Zimbabwean politician (1945–2007)

Tinos Rusere (May 10, 1945 - March 1, 2007) was a Zimbabwean miner and trade union activist. During the Second Chimurenga he recruited members of ZANLA and he was later elected as a Zimbabwe African National Union - Patriotic Front member to the Parliament of Zimbabwe. At the time of his death he was Deputy Minister for Mines and Environment.

Rusere was born in Nechaziva Village in the Zaka District in what was then Victoria province of Southern Rhodesia. He went to the Maraire and St James schools where he passed the 'Standard Six' exams in 1962. He was active in politics first in the Zimbabwe African Peoples Union, but joined the breakaway to the Zimbabwe African National Union in 1963.

He went to work as a learner miner in 1967, at the Arcturus mine in Goromonzi for six years, but then left to go to South Africa in 1974. While working in the South African mines he became active in trade unions and was elected as representative of the Rhodesian miners, nicknamed "Rhodesian Induna". In 1977 he became inDuna for all Southern African countries and, having sided with Robert Mugabe in joining the Patriotic Front, toured round the countries neighbouring Rhodesia to recruit people to fight in the Zimbabwe African National Liberation Army.

When Zimbabwe achieved independence, Rusere returned and obtained a job with the City of Harare government.
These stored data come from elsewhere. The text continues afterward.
PR #8665, opened 2025-12-19
Weights in alpha for FocalLoss

### LINKED ISSUE #8601: Weights in alpha for FocalLoss
Currently, MONAI’s FocalLoss accepts alpha as a single scalar to balance background vs. foreground. This prevents specifying different weights for each class in multi-class segmentation, which is problematic for highly imbalanced datasets.
I would like FocalLoss to support alpha as a tensor or list of floats, allowing a separate weight for each class (e.g., [0.1, 0.3, 0.6] for a 3-class problem). Allowing per-class alpha directly would provide more precise control and better alignment with the original focal loss formulation.

ytl0623:
Fixes #8601

### Description

Support alpha as a list, tuple, or tensor of floats, in addition to the existing scalar support.

### Types of changes

### DIFF
--- a/monai/losses/focal_loss.py
+++ b/monai/losses/focal_loss.py
@@ -168,7 +168,9 @@ class FocalLoss(_Loss):
         if self.use_softmax:
             if not self.include_background and self.alpha is not None:
                 if isinstance(self.alpha, (float, int)):
-                    warnings.warn("`include_background=False`, scalar `alpha` ignored when using softmax.")
+                    warnings.warn(
+                        "`include_background=False`, scalar `alpha` ignored when using softmax.", stacklevel=2
+                    )
             loss = softmax_focal_loss(input, target, self.gamma, self.alpha)
         else:
             loss = sigmoid_focal_loss(input, target, self.gamma, self.alpha)
--- a/monai/losses/focal_loss.py
+++ b/monai/losses/focal_loss.py
@@ -112,12 +112,17 @@ class FocalLoss(_Loss):
         self.include_background = include_background
         self.to_onehot_y = to_onehot_y
         self.gamma = gamma
-        self.alpha = alpha
         self.weight = weight
         self.use_softmax = use_softmax
         weight = torch.as_tensor(weight) if weight is not None else None
         self.register_buffer("class_weight", weight)
         self.class_weight: None | torch.Tensor
+        self.alpha: float | torch.Tensor | None
+
+        if isinstance(alpha, (list, tuple)):
+            self.alpha = torch.tensor(alpha)
+        else:
+            self.alpha = alpha
 
     def forward(self, input: torch.Tensor, target: torch.Tensor) -> torch.Tensor:
         """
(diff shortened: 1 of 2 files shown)


ytl0623:
Hi @ericspod @KumoLiu @Nic-Ma ,

sorry to bother u. the CI is failing with `[Errno 28] No space left on device` during the build-docs and packaging steps. This seems to be a server-side issue. Could u plz re-trigger the workflows?

Thanks in advance!

monai/losses/focal_loss.py
```diff
@@ -156,13 +164,19 @@ def forward(self, input: torch.Tensor, target: torch.Tensor) -> torch.Tensor:
         loss: Optional[torch.Tensor] = None
         input = input.float()
         target = target.float()
+
+        alpha_arg: float | torch.Tensor | None = self.alpha
+        if isinstance(alpha_arg, torch.Tensor):
+            alpha_arg = alpha_arg.to(input.device)
```
ericspod: If this necessary here if `sigmoid_focal_loss` and `softmax_focal_loss` do this conversion as well?

ericspod:
Hi @ytl0623 thanks for this, we should have the CICD issues sorted now. It looks good to me though I think we need to add tests for the class with a sequence `alpha` value to ensure this works correctly. Please add this then update the branch to incorporate the CICD fixes.

monai/losses/focal_loss.py
ytl0623: You are right. This block is redundant, so I will remove it.

ytl0623:
> Hi @ytl0623 thanks for this, we should have the CICD issues sorted now. It looks good to me though I think we need to add tests for the class with a sequence `alpha` value to ensure this works correctly. Please add this then update the branch to incorporate the CICD fixes.

Hi @ericspod, thanks for the feedback. I have removed the redundant conversion logic and added a new test case. It should be ready for another look. Thanks in advance!

tests/losses/test_focal_loss.py
```diff
@@ -374,6 +374,47 @@ def test_script(self):
...
+    def test_alpha_sequence_broadcasting(self):
+        """
+        Test FocalLoss with alpha as a sequence for proper broadcasting.
+        """
+        num_classes = 3
+        alpha_seq = [0.1, 0.5, 2.0]
+        batch_size = 2
+        spatial_dims = (4, 4)
+
+        devices = ["cpu", "cuda"] if torch.cuda.is_available() else ["cpu"]
```
ericspod: We have [this definition](https://github.com/Project-MONAI/MONAI/blob/01711cf7e3af991aabc92cc3fdf4c0b65949e65e/tests/test_utils.py#L874C1-L874C14) to use in place of this line if you want. Another approach is to have a `device` argument and use the `parameterized.expand` decorator [like here](https://github.com/Project-MONAI/MONAI/blob/01711cf7e3af991aabc92cc3fdf4c0b65949e65e/tests/data/meta_tensor/test_meta_tensor.py#L201).

tests/losses/test_focal_loss.py
```diff
@@ -374,6 +374,47 @@ def test_script(self):
             test_input = torch.ones(2, 2, 8, 8)
             test_script_save(loss, test_input, test_input)
 
+    def test_alpha_sequence_broadcasting(self):
```
ericspod: Here I think we do need another test, or use `parameterized.expand`, to test with and without the background.

ericspod:
Just about there, let's add a test for background=False and the stacklevel change for the warning and we'll be good to go.

tests/losses/test_focal_loss.py
ytl0623: Done.

ytl0623:
Thank you for the feedback. I have refactored the tests to use `@parameterized.expand`.

ericspod (approved):
Looks good now!

ericspod (approved):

He was a superintendent in the Department of Works for seven years. In 1987 he became a mining engineer with the company of Comp Air, resigning in 1994 to start his own business, Charuma Blasting and Building Company.

Remaining in touch with politics, Rusere was elected in the Zimbabwean election of 2000 as Member of Parliament for Zaka East. He served in the government from 2005 first as Deputy Minister for Rural Resources and Water Development, and then as Deputy Minister for Mines and Environment.

In 2003, he was put on the United States sanctions list and remained subject to U.S. sanctions until his death.

Rusere died on March 1, 2007, of kidney failure and appendix problems.